The second major category though that I would say we are going to continue to invest in is this new share point solution. We brought that to market in December as product point. I would say that that's had a nice embrace by the marketplace, not that meaningful yet to revenue because it's brand new and a lot of our initial sales are in the channel. But I think that we are getting great feedback from customers large and small that decide via of building out of PLM footprint on Microsoft share points a killer app and worth investing in so we are going to invest in that as well.
- Analyst
A tactical question probably for Neil but with regard to, if I'm a salesman and I close a large deal, let's say it's a $1 million deal, do I get paid a commission or roughly I don't know whatever it is 10% or something on both the license and the services value or just the license or does it end up being still roughly 10% of the $1 million?
- EVP, CFO
Thanks for relegating me to the tactical question.
- Analyst
It's a fun time.
- EVP, CFO
The answers is you get paid a commission on both but the commission on the license portion of the transaction is much more significant.
- Analyst
Got it. Okay. Those are my questions. Thank you.
Operator
Next question is from Mike Olson of Piper Jaffray.
- Analyst
All right, thanks, good morning. I recognize most geographies are in pretty tough shape but I think you mentioned 7% growth in China. You guys seem to have a bit of a head start on some others there. Who do you see most directly from a competitive perspective when you're working on deals in China? And maybe, why are you guys seeing relative success there? And then also you how do you deal with piracy because some of your competitors seem to have a tougher time getting paid?
- EVP, CFO
The success in China gets back to where we opened up a direct presence there in the early 1990s, not long after Pro Engineer was released we hired a Chinese national and he built out a really great sales organization in China. And that enabled us to land a lot of important strategic accounts, accounts like Huawei and Foxcom, AVIC, the Chinese Aviation Company, the new spin-off of that for the commercial aircraft in China. Those are the, a whole bunch of other, the ship building programs are largely ours. We just got a really good footprint there that's enabled us to build on the supply chain and so forth. I think we see different competitors not unlike we would see in other geographies so we would see Autodesk quite a bit on the low end through the SMB space. I think we probably see Siemens most in the biggest accounts in terms of competitiveness. And we probably right now are just out executing them given our products and references that we've had for the last 15 years.
- Analyst
What about on the piracy front?
- CEO, President
Piracy side, I mean we have a program that's in place to go out and aggressively pursue these accounts where we can find out where they are. We have a team of people that's dedicated to that and we actually don't feel terribly when we find out that someone is pirating the software because we have a very good success rate when we discover it in terms of converting to it revenue.
- EVP, CFO
Maybe I could just add some color. Our piracy rate probably is as high as anybody else's but I think we do have some strategies to try to attack and then recuperate our losses related to piracy and at some point it becomes like a deferred revenue strategy as Dick said. Pirate away because if we can catch you we can quickly turn these things into media license deals and they have to come clean with it.
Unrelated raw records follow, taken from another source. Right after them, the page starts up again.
PR #167, opened 2025-07-11
Adapt fiber DRC changes from key4hep/k4geo#486

SanghyunKo:
BEGINRELEASENOTES
- Use a dedicated function to retrieve the fiber DRC rear end position when calculating the timing, which is based on the distance between the `step` and the fiber rear end (the default position now returns the front end)
- Update IDEA reconstruction config to cluster both scintillation and Cherenkov channel together instead of the individual clustering
ENDRELEASENOTES

Adapting the changes from key4hep/k4geo#486. Two main changes:
1. Since the default position of now return the front end, we need a dedicated function to retrieve the rear end position (this introduces an unavoidable geometry dependency because the timing is calculated based on the distance between the `step` and the fiber rear end. Otherwise, the timing information is meaningless if we keep using the default position).
2. Change IDEA reconstruction config file to cluster scintillation and Cherenkov channel together (as discussed in https://indico.cern.ch/event/1566115/#47-status-and-plans-for-idea-d)

### DIFF
--- a/RecCalorimeter/tests/options/runSiPMDualReadout.py
+++ b/RecCalorimeter/tests/options/runSiPMDualReadout.py
@@ -120,6 +120,7 @@ sipmOptical = SimulateSiPMwithOpticalPhoton("SimulateSiPMwithOpticalPhoton",
         0.173, 0.166, 0.158, 0.15, 0.12,
         0.05
     ],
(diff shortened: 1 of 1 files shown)


SanghyunKo:
Note: dependency on key4hep/k4geo#486 (cannot compile this PR without the k4geo update)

- EVP, Chief Product Officer
The last piece that I would add there is we have been building on our reseller channel in China in the last couple years and we've also enlisted our reseller partners as partners with us in trying to detect piracy and commission them actually on enabling us to bring that deferred revenue in.
- Analyst
Okay. And then just one question channel overall. I might not be remembering this right but it seems like the expectation going forward of 35 to 40% of revenue through the channel is a little higher than what we heard in the past. Is that right? If that is right, why is there an uptick in expectation there and I guess what are the benefits for you guys in doing that?
- CEO, President
Well, I think we've been saying that really for the last three to six months. Prior to that we probably we were looking at a 25 to 30% rate. We've moved the percentage of our revenue that comes through the channel from low, mid single digits to roughly 25% by the end of last year. And that's one of our overall initiatives both to drive more revenue, to reach more customers and to improve margins. And so it's true that we are continuing to invest in that initiative probably more aggressively than we did last year and we've kind of raised the bar in terms of where we expect to be.
- Analyst
Thanks.
Operator
Next question is from Barbara Coffey at Kaufman Brothers.
- Analyst
Yes, good morning. As I'm taking a look at your number it really does look like the reseller channel is stepping up relative to sort of the large deals sort of coming in. Can you speak to sort of, are you seeing different buying patterns, different sort of outlooks in the future coming out of the small and medium-size businesses versus the large or how they are approaching difficult economic times and trying to design their way out of it?
- CEO, President
Well, let me take a cut and then Neil and Jim can add some stuff if they like. We, our SMB, our channel partners right now have a tremendous amount of confidence. We have an annual -- we meet with them during the course of the year and then we have an annual kick off meeting and we had that in October. If you were to measure, and I know many of you do, you do your channel checks and that's a good thing, they've just had accelerating confidence and I think a lot of it is they are selling our whole PDF story the whole vision routing product development system where our competitors in the low end are just sort of selling almost disposable CAD seats. We have a value proposition that the channel partners also expand upon. And there's a services component that is important to them as well.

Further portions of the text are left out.